# GUNSMITHS



## GUNSHIP (Jan 18, 2007)

Are there any full time working gunsmiths on the forum? I have a project to do.

Thanks in advance.

Best wishes, Bill


----------



## zogman (Mar 20, 2002)

A very good one in Grand Forks. Gordy Linnel 218-779-1754


----------



## GUNSHIP (Jan 18, 2007)

Thanks pardner.


----------



## People (Jan 17, 2005)

Jole Ackerman in Dickinson and I do not remember what his name is he is south of Jamestown. I was at the gun show in Mandan today and there is a guy in Center and his guns look very good.

I had Jole do some work for me and top notch work. He has also built some match guns for some of the people I work with. The guy South of Jamestown he built a 204 for my grandpa it looks great and shoot even better.

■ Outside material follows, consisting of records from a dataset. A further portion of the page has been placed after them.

PR #578, opened 2018-05-04
Re-work index/ server side response type

prateek:


storage/index.go
```diff
@@ -265,16 +264,57 @@ func (i *nsIndex) Query(
...
+			results.Finalize()
+			exec.Close()
+			iter.Close()
+		}
+	)
+	results.Reset(i.nsID)
+
+	for iter.Next() {
+		// FOLLOWUP(prateek): as part of the runtime options wiring, also set a server side max limit which
+		// super-seeds the user requested limit. Paranoia can be a good thing.
```
robskillington: If we have pagination though it may be ok to do large scrolls for instance.

storage/index.go
```diff
@@ -265,16 +264,57 @@ func (i *nsIndex) Query(
 		return index.QueryResults{}, err
 	}
 
-	idxIter := index.NewIterator(i.nsID, iter, i.opts)
+	var (
+		brokeEarly = false
+		numAdded   = 0
+		results    = i.opts.ResultsPool().Get()
+		cleanupFn  = func() {
```
robskillington: nit: Just a thought, you can do what I do sometimes and:
```
success := false
defer func() {
  if !success {
    // .. do cleanup
  }
}()

// do work

success = true
return ...
```

storage/index/results.go
```diff
@@ -0,0 +1,144 @@
...
+	return r.resultsMap
+}
+
+func (r *results) Reset(nsID ident.ID) {
+	r.nsID = nsID
+
+	// reset all values from map first
+	for _, entry := range r.resultsMap.Iter() {
+		tags := entry.Value()
+		tags.Finalize()
```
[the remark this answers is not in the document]
prateek: talked offline: tags is a slice so it can't hold a ref to the pool to allow finalize to put it back. re-worked the code to do the iteration/ident finalize inline, makes the flow a little easier to reason about.

storage/index.go
prateek: Nice, yeah that's a lot better.

storage/index.go
prateek: You'd want different server side limits for fetch v scroll but fair.

storage/index.go
prateek: done

storage/index/results.go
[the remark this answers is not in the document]
prateek: done

storage/index.go
```diff
@@ -265,16 +264,53 @@ func (i *nsIndex) Query(
...
-	}))
+	if err := iter.Err(); err != nil {
+		return index.QueryResults{}, err
+	}
+
+	if err := iter.Close(); err != nil {
+		return index.QueryResults{}, err
+	}
+
+	if err := exec.Close(); err != nil {
```
robskillington: Hm is it safe to double close `exec` and `iter` this (with the defer at the top?)

Maybe better to:

prateek: It's safe right now but yeah that's cleaner. will change

storage/index/options.go
```diff
@@ -33,11 +33,15 @@ import (
 const (
 	// defaultIndexInsertMode sets the default indexing mode to synchronous.
 	defaultIndexInsertMode = InsertSync
+
+	defaultTagArrayPoolInitCapacity = 5
+	defaultTagArrayPoolMaxCapacity  = 20
```
robskillington: nit: Perhaps 8 and 32 just to stay in base 2?

storage/index/results.go
```diff
@@ -0,0 +1,163 @@
...
+	// the tsID's bytes.
+	r.resultsMap.Set(tsID, tags)
+	r.size++
+
+	added = true
+	return added, r.size, nil
+}
+
+func (r *results) tags(fields doc.Fields) []ident.Tag {
+	tags := r.tagArrayPool.Get()[:0]
```
robskillington: Hm should we perhaps make the pool do the `[:0]` subslice either on the get or the put?

prateek: Sure, the pool already does the `[:0]` on Put, will remove here.

storage/index/options.go
prateek: sure

storage/index.go
prateek: talked offline, ended up with `safeCloser` struct idiom

storage/index/results.go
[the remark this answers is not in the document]
prateek: ended up doing this instead, because it reads a lot cleaner:
```
	// reset all values from map first
	for _, entry := range r.resultsMap.Iter() {
		tags := entry.Value()
		tags.Finalize()
		r.tagArrayPool.Put(tags)
	}
```

`tags.Finalize()` releases all backing ident.IDs, and the `Put()` sets the slice elems to empty value and re-sizes slice to [:0] before putting back into the pool.

storage/index/results.go
prateek: done

storage/index/options.go
prateek: done

storage/index.go
prateek: done

storage/index/results.go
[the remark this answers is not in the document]
prateek: done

I do not have their contact info on me but if you want it I can get it for you.


----------



## hunt4P&amp;Y (Sep 23, 2004)

I know of a guy By Verona that does fantastic work. He is two miles north of Verona on number 1. There is a sign on the East side of the road turn there and go east a mile or two. I don't have his number but I have seen his work it is awsome. If you are interested in his number I can take a drive down there. That will give me a reason to go chase some dogs around. :lol:

If you are in Fargo the Outdoorsman. He has done all of our work in the past.


----------



## Longshot (Feb 9, 2004)

Jole Ackerman had done some work on my custom 260. I have no complaints with that rifle. I also seen the guy from Center at the gun show his name is Nathan Dagley. Nice looking rifles.


----------